The opportunity for this community to be involved in the construction opens new frontiers for skill training and development for youth, women and men in all the components of this development. New skills on systems, financial management, masonry, material sourcing and management and also engagements with various levels of government.
The resolve by the community of Kiandutu to regularize the land tenure is a call for security of over 17000 people who call the settlement HOME. The sanitation process is a strategy towards tenure for these poor families. The impact on women’s ability to access safer and cleaner facilities will largely contribute to an increase in general hygienic households.

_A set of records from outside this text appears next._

PR #629, opened 2026-06-18
fix: Wrap the JSON parse and classify parse failures as transient

### LINKED ISSUE #634: fetchAvailableModels: a 200 response with an unparseable body escapes  as an uncaught rejection
### Kimchi version

0.0.0

### OS and architecture

macOS 26.3.1, arm64

### What happened?

In `fetchAvailableModels` (src/models.ts), the `fetch()` call is wrapped in a try/catch, but `await response.json()` runs *outside* that block. When the server returns HTTP 200 with a body that fails to parse  (a truncated or interrupted response, or an HTML error page injected by a proxy/intermediary) the resulting SyntaxError bypasses the retry/cache logic entirely and escapes as an uncaught promise rejection.
  
A parse failure on an otherwise-OK response should be treated as a transient failure and flow through the existing retry/cache path, the same way a network error already does. 

### Steps to reproduce

1. Call `fetchAvailableModels` in a setup where the models endpoint returns HTTP 200 but a non-JSON / truncated body (e.g. an HTML error page from an intermediary proxy, or a connection cut mid-body).
2. `await response.json()` throws a SyntaxError. 
3. Observe that the error is not caught by the existing retry/cache logic and surfaces as an uncaught promise rejection instead of being retried.

### Expected behavior

 The parse failure is classified as transient and retried via the existing retry/cache logic; if all attempts fail, it surfaces as a ModelsFetchError with `transient: true` rather than an uncaught rejection.

### Reproduction command

```shell
kimchi -p "hi" --provider kimchi-dev --model kimi-k2.5
```

### Session file

_No response_

### JSON event stream

```json

```

### Relevant logs or output

```shell

```

PythonToGo:
## Linked issue

Closes #634 

## What does this PR do?

`fetchAvailableModels` in `src/models.ts` only wrapped `fetch()` in a try/catch,
  so the following `response.json()` ran unguarded. A 200 response with a body  that fails to parse (a truncated/interrupted response, or an HTML error page from an intermediary) threw a `SyntaxError` that bypassed the retry loop and cache fallback, escaping as an uncaught rejection instead of being handled like other transient failures (network errors, 5xx, 429).

This wraps the JSON parse and classifies parse failures as transient: they are
  retried up to `MAX_FETCH_ATTEMPTS`, then surfaced as `ModelsFetchError{ transient: true}` so the cache fallback applies. The intentional non-transient shape and empty-list validation throws are left unchanged. Adds two regression tests covering retry then succeed and persistent failure classified as transient.

## Checklist

### DIFF
--- a/src/models.test.ts
+++ b/src/models.test.ts
@@ -367,6 +367,43 @@ describe("updateModelsConfig", () => {
 		expect(result.models.map((m) => m.slug)).toEqual(["kimi-k2.5"])
 	})
 
+	it("retries a 200 response with an unparseable body and succeeds on a later attempt", async () => {
+		vi.mocked(fetch)
+			.mockResolvedValueOnce({
+				ok: true,
+				headers: { get: () => null },
+				json: async () => {
+					throw new SyntaxError("Unexpected token < in JSON at position 0")
+				},
+			} as unknown as Response)
+			.mockResolvedValueOnce({
+				ok: true,
+				json: async () => ({ models: [KIMI] }),
+			} as Response)
+
+		const result = await updateModelsConfig(modelsJsonPath, "test-key", { sleep: async () => {} })
+
+		expect(fetch).toHaveBeenCalledTimes(2)
+		expect(result.models.map((m) => m.slug)).toEqual(["kimi-k2.5"])
+	})
+
+	it("classifies a persistent unparseable body as transient after exhausting retries", async () => {
+		vi.mocked(fetch).mockResolvedValue({
+			ok: true,
+			headers: { get: () => null },
+			json: async () => {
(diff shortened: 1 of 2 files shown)


PythonToGo:
addded Issue too. See #634

soundvibe (dismissed):
Hey @PythonToGo , thank you for your first contribution! Could you push some minor change so that CI checks could be started?

PythonToGo:
@soundvibe Thanks for the review! I've rebased onto latest master and force-pushed to trigger CI.  The fix still applies after the recent models.ts refactors; tests, lint, and typecheck pass locally. PTAL 🙏

soundvibe (approved):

New skills on systems, financial management, masonry, material sourcing and management and also engagements with various levels of government. The community currently runs a housing improvement fund with very clear and open financial systems that are drawn from exchanges to Kambi Motto Housing Site. The toilet facilities will increase the capacity of the savings schemes to manage the fund.
Government Partnership
It has been a notion in the informality, that governments remain an impediment in the planning and upgrading of informal settlements. However, the Kiandutu Community took this notion as a myth and are in the forefront of engaging the Kiambu County Government and its leadership on matters of development in Kiandutu. As it pertains to the sanitation project, through formal and informal approaches of engagement, the community leveraged government services used for Surveying and gazetting the project land for public utility. These negotiations went further to yield;
Government waiver on approval process cost.
half an acre worth USD 22,880 secured from Government for sanitation sites
Trunk sewer investments by the county government are underway
County Government technical team set up to support Kiandutu to upgrade sanitation (Ministry of Planning, Ministry of Lands and Water, Public Health Department and Local Administration)
Joint urban studio ongoing with University of Nairobi, AAPS, SDI
The Community led planning processes has opened up opportunities for the community to consider gradual upgrading through reblocking and actual housing construction. Ongoing discussions with SDI to assist in the development of a settlement design that enables the vision of the Kiandutu families to be interpreted while negotiating for the grand settlement tenure with state.
Development of a savings capturing and management system has enabled individual and group monitoring of savings which is replicable to the national level. The toilet construction has so far mobilized women to reflect on the insecurity of the settlement. With more traction created by the community sanitation block.